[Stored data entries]

PR #989, opened 2018-11-02
Redirect to pulse API admin

cadecairos:
Related issue: https://github.com/MozillaFoundation/mofo-devops/issues/599
Summary: Adds an Express route that redirects to the Pulse API admin.

### DIFF
--- a/server.js
+++ b/server.js
@@ -1,3 +1,4 @@
+import url from 'url';
 import express from 'express';
 import path from 'path';
 import helmet from 'helmet';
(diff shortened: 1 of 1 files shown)


patjouk:
I was mentioning those pages when you get redirect out of a domain to go to another one: "You're leaving X website, clear here to continue."

It's just that if you use the prod API as backend for local dev, you might do something bad by accident. The default is set up to pulse staging, but you never know.

cadecairos:
I'm not entirely sold on the need for an entire page and client-side redirect. But how about we only add the route if `NODE_ENV === 'production`

patjouk:
Yeah, that's a better and faster solution.

cadecairos:
@patjouk updated and ready for re-review

PR #102, opened 2018-05-05
Change Array$prototype$chain to use for loop instead of forEach

edahlseng:
This pull request modifies Array$prototype$chain to use a for loop instead of forEach, as discussed in https://github.com/sanctuary-js/sanctuary/issues/527.

### DIFF
--- a/index.js
+++ b/index.js
@@ -825,7 +825,9 @@
   //  Array$prototype$chain :: Array a ~> (a -> Array b) -> Array b
   function Array$prototype$chain(f) {
     var result = [];
-    this.forEach(function(x) { Array.prototype.push.apply(result, f(x)); });
+    this.forEach(function(x) {
+        f(x).forEach(function(y) { result.push(y); });
+    });
     return result;
   }
 


edahlseng:
Hi @davidchambers, thanks for that, I'll check out those errors! Would you prefer that the changes are fixed up into the existing commit, or done as a separate commit?

davidchambers:
> Would you prefer that the changes are fixed up into the existing commit, or done as a separate commit?

I don't mind. If you make multiple commits I'll ask you to squash them once the pull request is in good shape. If you decide to `git commit --amend` please let me know when you push changes, as GitHub does not notify me of `--force` pushes.

edahlseng:
@davidchambers just pushed an update. Sorry for the incorrect implementation the first time; I should have actually read the type signature!

Interestingly enough, it looks like `forEach` was not the cause for exceeding the stack size, but rather using `Array.prototype.apply` (I'm not sure why that would case the error; any ideas?). The changes that I've just pushed revert back to using `forEach`, but instead of `Array.prototype.apply` there's `result.push` in a nested `forEach`. It feels a bit gross to me, but I haven't found any cleaner solutions that solve the problem yet.

davidchambers:
> it looks like `forEach` was not the cause for exceeding the stack size, but rather using `Array.prototype.apply`

Nice detective work. :)

Could you add a test case to prove that the change is effective and to prevent regression?

index.js
```diff
@@ -825,7 +825,9 @@
   //  Array$prototype$chain :: Array a ~> (a -> Array b) -> Array b
   function Array$prototype$chain(f) {
     var result = [];
-    this.forEach(function(x) { Array.prototype.push.apply(result, f(x)); });
+    this.forEach(function(x) {
+        f(x).forEach(function(y) { result.push(y); });
+    });
```
davidchambers: We favour indentation of two spaces.

In this case wrapping the body of the innermost lambda would make the nesting most clear:

```javascript
this.forEach(function(x) {
  f(x).forEach(function(y) {
    result.push(y);
  });
});
```

davidchambers:
The title of this pull request is now out of date. You could update it. It can be advantageous for the title to describe the problem the changes address rather than exactly how they do so, as the specifics may change based on review feedback.

davidchambers:
Superseded by #103

PR #112, opened 2019-02-17
derive ‘all’, ‘any’, and ‘none’ from ‘reduce’

davidchambers:
I've needed `all` and/or `any` several times during the past twelve months. These functions clearly belong in the standard library. `none` is useful for the same reason that `reject` is useful: it avoids double negatives.

I'd appreciate a review from a member of @sanctuary-js/owners. :)

/cc @abdul-takt, @adrienlo, @sphvn

### DIFF
--- a/index.js
+++ b/index.js
@@ -150,6 +150,13 @@
     };
   }
 
+  //  unary :: (a -> b) -> (a, Any...) -> b
+  function unary(f) {
+    return function(x) {
+      return f (x);
+    };
+  }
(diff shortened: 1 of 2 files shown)


adrienlo:
This is great! Thanks!

abdul-takt:
nice!

Bradcomp:
:bowtie:

sphvn:
Late to the party but 💯

PR #123, opened 2019-04-04
remove ‘takeWhile’ and ‘dropWhile’

davidchambers:
These functions are unsound, as explained in #122. Given that it may take us a long time to reformulate these functions, I propose the following actions:

1.  Remove `Z.takeWhile` and `Z.dropWhile`.
2.  Release `sanctuary-type-classes@11.0.0`.
3.  Specialize `S.takeWhile` and `S.dropWhile` to `(a -> Boolean) -> Array a -> Array a`.
4.  Release `sanctuary@2.0.0`.
5.  Take as much time as necessary to resolve #122 satisfactorily.

There will be one breaking change to each project; this two-phase approach is no more disruptive than merging #122 immediately would have been.

### DIFF
--- a/index.js
+++ b/index.js
@@ -1512,56 +1512,6 @@
     return filter (function(x) { return !(pred (x)); }, filterable);
   }
 
-  //# takeWhile :: Filterable f => (a -> Boolean, f a) -> f a
-  //.
-  //. Discards the first element which does not satisfy the predicate, and all
-  //. subsequent elements.
-  //.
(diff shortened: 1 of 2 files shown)


masaeedu:
Makes sense to me. Does anyone know of important non-array usages of takeWhile that would be broken by this?

gabejohnson:
@davidchambers I think this is the best option ATM.

PR #128, opened 2019-11-03
sanctuary-type-identifiers@3.0.0

davidchambers:
<https://github.com/sanctuary-js/sanctuary-type-identifiers/releases/tag/v3.0.0>

We wish to update and release sanctuary-type-classes before updating the various ADT packages, because they depend on this package. As a result, this project's test suite will temporarily rely on the fact that `Object#fantasy-land/equals` happens to correctly determine equality of `Identity a`, `Maybe a`, and `Pair a b` values.

### DIFF
--- a/test/index.js
+++ b/test/index.js
@@ -319,7 +319,7 @@ test ('Setoid', function() {
   eq (Z.Setoid.test (''), true);
   eq (Z.Setoid.test ([]), true);
   eq (Z.Setoid.test ({}), true);
-  eq (Z.Setoid.test ({'@@type': 'my-package/Quux@1'}), true);
+  eq (Z.Setoid.test ({'@@type': 'my-package/Quux@1'}), false);
 });
 
 test ('Ord', function() {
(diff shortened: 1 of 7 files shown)


test/index.js
```diff
@@ -668,8 +668,9 @@ test ('equals', function() {
   eq (Z.equals (Math.sin, Math.cos), false);
   eq (Z.equals (Identity (Identity (Identity (0))), Identity (Identity (Identity (0)))), true);
   eq (Z.equals (Identity (Identity (Identity (0))), Identity (Identity (Identity (1)))), false);
-  eq (Z.equals ({'@@type': 'my-package/Quux@1'}, {'@@type': 'my-package/Quux@1'}), true);
+  eq (Z.equals ({'@@type': 'my-package/Quux@1'}, {'@@type': 'my-package/Quux@1'}), false);
   eq (Z.equals (Array.prototype, Array.prototype), true);
+  delete Maybe['@@type'];
```
davidchambers: This `delete` statement is required to prevent `Maybe` from being treated as a member of a type that lacks a `fantasy-land/equals` method. I will remove it when I upgrade the sanctuary-maybe dependency.

davidchambers: #135

PR #142, opened 2020-08-19
remove Function.name polyfill

davidchambers:
[`Function.name`][1] has been widely supported for years at this point, so the polyfill no longer seems necessary.

[1]: https://developer.mozilla.org/en-US/docs/Web/JavaScript/Reference/Global_Objects/Function/name

### DIFF
--- a/index.js
+++ b/index.js
@@ -254,15 +254,6 @@
     return _funcPath (false, path, implementations);
   }
 
-  //  functionName :: Function -> String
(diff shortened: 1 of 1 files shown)


Avaq:
> Perhaps this pull request should wait a few years. What do others think?

Since the name is central to the design of this lib, I guess it'd be good to keep the polyfill around until we're certain it's no longer needed.

davidchambers:
Let's revisit this in a few years. :)

PR #146, opened 2021-04-19
refactor implementation lookup

davidchambers:
This pull request removes the awful `funcPath` function, and splits `getBoundMethod` into `getStaticMethod` and `getPrototypeMethod` (which can be top-level functions as they do not reference `requirements`).

Aldwin and I have made changes to these several times over the years. :joy:

### DIFF
--- a/index.js
+++ b/index.js
@@ -233,14 +233,6 @@
   //  Value :: Location
   var Value = 'Value';
 
-  //  funcPath :: (Array String, a) -> Nullable Function
-  function funcPath(path, _x) {
-    var x = _x;
-    // eslint-disable-next-line no-plusplus
-    for (var idx = 0; x != null && idx < path.length; x = x[path[idx++]]);
-    return typeof x === 'function' ? x : null;
-  }
-
   //  functionName :: Function -> String
   var functionName = has ('name', function f() {}) ?
     function functionName(f) { return f.name; } :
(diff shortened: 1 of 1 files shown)


Avaq (approved):

index.js
```diff
@@ -250,47 +242,77 @@
...
-      methods[_name] = getBoundMethod (_name);
-      return methods;
-    }, {});
+    typeClass.methods = {};
+    staticMethodNames.forEach (function(_name) {
+      typeClass.methods[_name] = getStaticMethod (_name);
+    });
+    prototypeMethodNames.forEach (function(_name) {
+      typeClass.methods[_name] = function(x) {
+        return (getPrototypeMethod (_name) (x)).bind (x);
```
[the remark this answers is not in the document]
Avaq: Yeah, see also 4c9ddd72f5d81c91f0bf7f271ae875486a085c88

index.js
```diff
@@ -250,47 +242,77 @@
...
       dependencies,
       function(x) {
-        return keys.every (function(_name) {
-          var arg = requirements[_name] === Constructor ? x.constructor : x;
-          return getBoundMethod (_name) (arg) != null;
-        });
+        return (
+          staticMethodNames.every (function(_name) {
+            return x != null &&
+                   getStaticMethod (_name) (x.constructor) != null;
```
davidchambers, line 298: The test suite passes without the `x != null` guard. All of this library's type classes that require static methods happen to depend on type classes that require prototype methods that `Null` and `Undefined` cannot provide.

These steps demonstrate that `x.constructor` should be guarded:

1.  Remove the `x != null` guard.
2.  Remove the `Semigroupoid` dependency from `Category`.
3.  Evaluate `Z.Category.test (null)`.

Since users can define their own type classes via `Z.TypeClass`, it is necessary to include the guard.

Avaq: > users can define their own type classes [which necessitate inclusion of] the guard

That sounds like it might warrant a test.

PR #154, opened 2021-04-24
Update the equals function to fall back to structural equality

Avaq:
This PR competes with and so closes #147 

When comparing two values that are:

1. of the same type; and
2. do not provide a 'fantasy-land/equals'-method; but
3. also don't have a known type with a Z-provided implementation,

then previously Z.equals would return false, but this false is just as
reliable as a true would be.

After this PR, instead of returning false, the Z.equals now returns
the structural equality of the two inputs.

### DIFF
--- a/index.js
+++ b/index.js
@@ -1113,12 +1113,20 @@
 
   //# equals :: (a, b) -> Boolean
   //.
-  //. Returns `true` if its arguments are of the same type and equal according
-  //. to the type's [`fantasy-land/equals`][] method; `false` otherwise.
+  //. Returns `true` if its arguments are equal; `false` otherwise.
   //.
-  //. `fantasy-land/equals` implementations are provided for the following
-  //. built-in types: Null, Undefined, Boolean, Number, Date, RegExp, String,
-  //. Array, Arguments, Error, Object, and Function.
+  //. Specifically:
+  //.
+  //.   - Arguments with different [type identities][] are unequal.
+  //.
+  //.   - If the first argument has a [`fantasy-land/equals`][] method,
+  //.     that method is invoked to determine whether the arguments are
+  //.     equal (`fantasy-land/equals` implementations are provided for the
+  //.     following built-in types: Null, Undefined, Boolean, Number, Date,
+  //.     RegExp, String, Array, Arguments, Error, Object, and Function).
+  //.
+  //.   - Otherwise, the arguments are equal if their
+  //.     [entries][`Object.entries`] are equal (according to this algorithm).
   //.
   //. The algorithm supports circular data structures. Two arrays are equal
   //. if they have the same index paths and for each path have equal values.
@@ -1154,9 +1162,9 @@
 
       $pairs.push ([x, y]);
       try {
-        return Z.Setoid.test (x) &&
-               Z.Setoid.test (y) &&
-               Z.Setoid.methods.equals (x) (y);
+        return Z.Setoid.test (x) ?
+          Z.Setoid.methods.equals (x) (y) :
+          Object$prototype$equals.call (x, y);
       } finally {
         $pairs.pop ();
       }
@@ -2253,6 +2261,7 @@
 //. [Semigroupoid]:             v:fantasyland/fantasy-land#semigroupoid
 //. [Setoid]:                   v:fantasyland/fantasy-land#setoid
 //. [Traversable]:              v:fantasyland/fantasy-land#traversable
+//. [`Object.entries`]:         https://developer.mozilla.org/en-US/docs/Web/JavaScript/Reference/Global_Objects/Object/entries
 //. [`fantasy-land/alt`]:       v:fantasyland/fantasy-land#alt-method
 //. [`fantasy-land/ap`]:        v:fantasyland/fantasy-land#ap-method
 //. [`fantasy-land/bimap`]:     v:fantasyland/fantasy-land#bimap-method
@@ -2276,4 +2285,5 @@
 //. [`fantasy-land/traverse`]:  v:fantasyland/fantasy-land#traverse-method
 //. [`fantasy-land/zero`]:      v:fantasyland/fantasy-land#zero-method
 //. [stable sort]:              https://en.wikipedia.org/wiki/Sorting_algorithm#Stability
+//. [type identities]:          v:sanctuary-js/sanctuary-type-identifiers
 //. [type-classes]:             https://github.com/sanctuary-js/sanctuary-def#type-classes
--- a/test/index.js
+++ b/test/index.js
@@ -567,6 +567,33 @@ test ('Contravariant', () => {
 });
 
 test ('equals', () => {
+  const {nestedSetoidArb} = jsc.letrec (tie => ({
+    builtinSetoidArb: jsc.record ({
+      value: tie ('nestedSetoidArb'),
+    }),
+    noSetoidArb: jsc.record ({
+      'value': tie ('nestedSetoidArb'),
+      '@@type': jsc.constant ('sanctuary-type-classes/NoSetoid@1'),
+      '@@show': jsc.constant (function() { return `NoSetoid (${show (this.value)})`; }),
+    }),
+    customSetoidArb: jsc.record ({
+      'value': tie ('nestedSetoidArb'),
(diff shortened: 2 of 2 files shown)


Avaq:
I'm looking into what it means, conceptually, to make this same change to `Z.lte`.

index.js
```diff
@@ -1219,9 +1223,9 @@
 
       $pairs.push ([x, y]);
       try {
-        return Setoid.test (x) &&
-               Setoid.test (y) &&
```
Avaq, line 1223: This was actually a low-hanging performance improvement that I think we missed. There's no need to Setoid.test the second value, because it will never be asked to provide a `fantasy-land/equals` method, and we already predetermined that the two values are of the same type.

Avaq: latest-screenshot

Avaq: That's compared to `master`.

test/index.js
```diff
@@ -675,7 +675,7 @@ test ('equals', function() {
   eq (Z.equals (Math.sin, Math.cos), false);
   eq (Z.equals (Identity (Identity (Identity (0))), Identity (Identity (Identity (0)))), true);
   eq (Z.equals (Identity (Identity (Identity (0))), Identity (Identity (Identity (1)))), false);
-  eq (Z.equals (Useless, Useless), false);
+  eq (Z.equals (Useless, Useless), true);
```
Avaq, line 678: Take note that `Z.equals (Lazy$of (0), Lazy$of (0))` is still `false`. But now:

```js
const x = Lazy$of (0);
Z.equals (x, x)
```

should be `true`

Avaq:
I prefer this approach over the direction #147 is going. How do you feel about merging this @davidchambers ?

davidchambers:
> How do you feel about merging this @davidchambers ?

I am happy with the new behaviour. I would like to spend some time reworking the function's description.

index.js
```diff
@@ -1154,9 +1158,9 @@
 
       $pairs.push ([x, y]);
       try {
-        return Z.Setoid.test (x) &&
-               Z.Setoid.test (y) &&
-               Z.Setoid.methods.equals (x) (y);
+        return Z.Setoid.test (x) ?
+               Z.Setoid.methods.equals (x) (y) :
+               Object$prototype$equals.call (x, y);
```
davidchambers, line 1163: This line wrapping would be more consistent with the existing code:

```suggestion
        return Z.Setoid.test (x) ?
          Z.Setoid.methods.equals (x) (y) :
          Object$prototype$equals.call (x, y);
```

index.js
```diff
@@ -1113,12 +1113,16 @@
...
-  //. `fantasy-land/equals` implementations are provided for the following
-  //. built-in types: Null, Undefined, Boolean, Number, Date, RegExp, String,
-  //. Array, Arguments, Error, Object, and Function.
+  //. - The types of the two values. Values of differing types unequal.
+  //. - The [`fantasy-land/equals`][] method of the first value when present.
+  //. - For Null, Undefined, Boolean, Number, Date, RegExp, String, Array,
+  //.   Arguments, Error, Object, and Function, Sanctuary Type Classes provides
+  //.   `fantasy-land/equals` implementations.
+  //. - Any other types are structurally compared by recursively comparing the
+  //.   values at each of the keys.
```
davidchambers, line 1125: I propose the following description:

```javascript
  //. Returns `true` if its arguments are equal; `false` otherwise.
  //.
  //. Specifically:
  //.
  //.   - Arguments of different types are unequal.
  //.
  //.   - If the first argument has a [`fantasy-land/equals`][] method,
  //.     that method is invoked to determine whether the arguments are
  //.     equal (`fantasy-land/equals` implementations are provided for the
  //.     following built-in types: Null, Undefined, Boolean, Number, Date,
  //.     RegExp, String, Array, Arguments, Error, Object, and Function).
  //.
  //.   - Otherwise, the arguments are equal if their
  //.     [entries][`Object.entries`] are equal (according to this algorithm).
```

```javascript
//. [`Object.entries`]:         https://developer.mozilla.org/en-US/docs/Web/JavaScript/Reference/Global_Objects/Object/entries
```

index.js
```diff
@@ -2275,5 +2283,6 @@
 //. [`fantasy-land/reduce`]:    v:fantasyland/fantasy-land#reduce-method
 //. [`fantasy-land/traverse`]:  v:fantasyland/fantasy-land#traverse-method
 //. [`fantasy-land/zero`]:      v:fantasyland/fantasy-land#zero-method
+//. [`Object.entries`]:         https://developer.mozilla.org/en-US/docs/Web/JavaScript/Reference/Global_Objects/Object/entries
```
davidchambers, line 2286: I use case-sensitive ordering; running `:sort` in Vim does most of the work for me.

Please insert this entry between the `Traversable` and `` `fantasy-land/alt` `` entries. :)

Avaq: Ah, I tried sorting with vscode, and it completely changed the order of everything, so I assumed items were grouped.

test/index.js
```diff
@@ -567,6 +567,31 @@ test ('Contravariant', () => {
...
+    }),
+    nestedSetoidArb: jsc.oneof ([
+      tie ('builtinSetoidArb'),
+      tie ('noSetoidArb'),
+      tie ('customSetoidArb'),
+      jsc.nat,
+    ]),
+  }));
+
+  nestedSetoidArb.show = show;
```
davidchambers, line 593: What does this line do?

test/index.js
```diff
@@ -686,6 +711,8 @@ test ('equals', () => {
   eq (Z.equals ($0, $0), true);
   eq (Z.equals ($0, $1), false);
   eq (Z.equals ($1, $0), false);
+
+  jsc.assert (jsc.forall (nestedSetoidArb, x => Z.equals (x, x)));
```
davidchambers, line 715: Clever approach! :clap:

test/index.js
```diff
@@ -567,6 +567,31 @@ test ('Contravariant', () => {
...
+    noSetoidArb: jsc.record ({
+      'a': tie ('nestedSetoidArb'),
+      '@@type': jsc.constant ('sanctuary-type-classes/NoSetoid@1'),
+      '@@show': jsc.constant (function() { return `NoSetoid (${show (this.a)})`; }),
+    }),
+    customSetoidArb: jsc.record ({
+      'a': tie ('nestedSetoidArb'),
+      '@@type': jsc.constant ('sanctuary-type-classes/CustomSetoid@1'),
+      '@@show': jsc.constant (function() { return `CustomSetoid (${show (this.a)})`; }),
+      'fantasy-land/equals': jsc.constant (function(that) { return Z.equals (this.a, that.a); }),
```
davidchambers, line 583: I would like to rename the parameter `other`. Also, let's rename the `a` field `value`.

test/index.js
Avaq: It overrides the built-in `show` method provided by jsverify, which is just JSON.stringify, so that if an error occurs, the output shows the two inequal values nicely.

index.js
```diff
@@ -1113,12 +1113,20 @@
...
-  //. Returns `true` if its arguments are of the same type and equal according
-  //. to the type's [`fantasy-land/equals`][] method; `false` otherwise.
+  //. Returns `true` if its arguments are equal; `false` otherwise.
   //.
-  //. `fantasy-land/equals` implementations are provided for the following
-  //. built-in types: Null, Undefined, Boolean, Number, Date, RegExp, String,
-  //. Array, Arguments, Error, Object, and Function.
+  //. Specifically:
+  //.
+  //.   - Arguments of different types are unequal.
```
Avaq, line 1120: Should we mention that we're using sanctuary-type-identifiers to differentiate types?

davidchambers: Yes, that's a good idea.

Avaq: How about *Arguments with different [type identities](https://github.com/sanctuary-js/sanctuary-type-identifiers) are unequal*?

davidchambers: Excellent! We can use `v:sanctuary-js/sanctuary-type-identifiers` to link to the right version. :)

davidchambers (approved):
Thank you for persevering with this!

PR #29, opened 2022-12-15
Add notes to explain how to change the recurring scans

Bezbran:
## Describe your changes
We want to indoduce the user how to operate the recurring kubescape/image scans from the cloud.
## Screenshots
image

### DIFF
--- a/.github/workflows/helm-chart-release.yaml
+++ b/.github/workflows/helm-chart-release.yaml
@@ -10,7 +10,7 @@ on:
 
 jobs:
   release:
-    if: ${{ github.repository == 'kubescape/kubescape' }} # run only in KS org
+    if: ${{ github.repository == 'kubescape/helm-charts' }} # run only in KS org
     runs-on: ubuntu-latest
     steps:
       - name: Checkout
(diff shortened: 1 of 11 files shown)


.github/workflows/helm-chart-release.yaml
```diff
@@ -10,6 +10,7 @@ on:
 
 jobs:
   release:
+    if: ${{ github.repository == 'kubescape/kubescape' }} # run only in KS org
```
dwertent, line 13:
```suggestion
    if: ${{ github.repository == 'kubescape/helm-charts' }} # run only in KS org
```

It will be better if we check only the org name.

dwertent (changes requested):

.github/workflows/helm-chart-release.yaml
```diff
@@ -10,6 +10,7 @@ on:
 
 jobs:
   release:
+    if: ${{ github.repository == 'kubescape/helm-charts' }} # run only in KS org
```
dwertent, line 13:
```suggestion
    if: ${{ github.repository_owner == 'kubescape' }} # run only in KS org
```

dwertent (approved):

INSTRUCTIONS FOR THE TASK: Reproduce exactly the entries above, limited to the lines from the one with "This pull request modifies" through the one with "the type signature!", both included.

ANSWER TO THIS EXERCISE:
This pull request modifies Array$prototype$chain to use a for loop instead of forEach, as discussed in https://github.com/sanctuary-js/sanctuary/issues/527.

### DIFF
--- a/index.js
+++ b/index.js
@@ -825,7 +825,9 @@
   //  Array$prototype$chain :: Array a ~> (a -> Array b) -> Array b
   function Array$prototype$chain(f) {
     var result = [];
-    this.forEach(function(x) { Array.prototype.push.apply(result, f(x)); });
+    this.forEach(function(x) {
+        f(x).forEach(function(y) { result.push(y); });
+    });
     return result;
   }
 


edahlseng:
Hi @davidchambers, thanks for that, I'll check out those errors! Would you prefer that the changes are fixed up into the existing commit, or done as a separate commit?

davidchambers:
> Would you prefer that the changes are fixed up into the existing commit, or done as a separate commit?

I don't mind. If you make multiple commits I'll ask you to squash them once the pull request is in good shape. If you decide to `git commit --amend` please let me know when you push changes, as GitHub does not notify me of `--force` pushes.

edahlseng:
@davidchambers just pushed an update. Sorry for the incorrect implementation the first time; I should have actually read the type signature!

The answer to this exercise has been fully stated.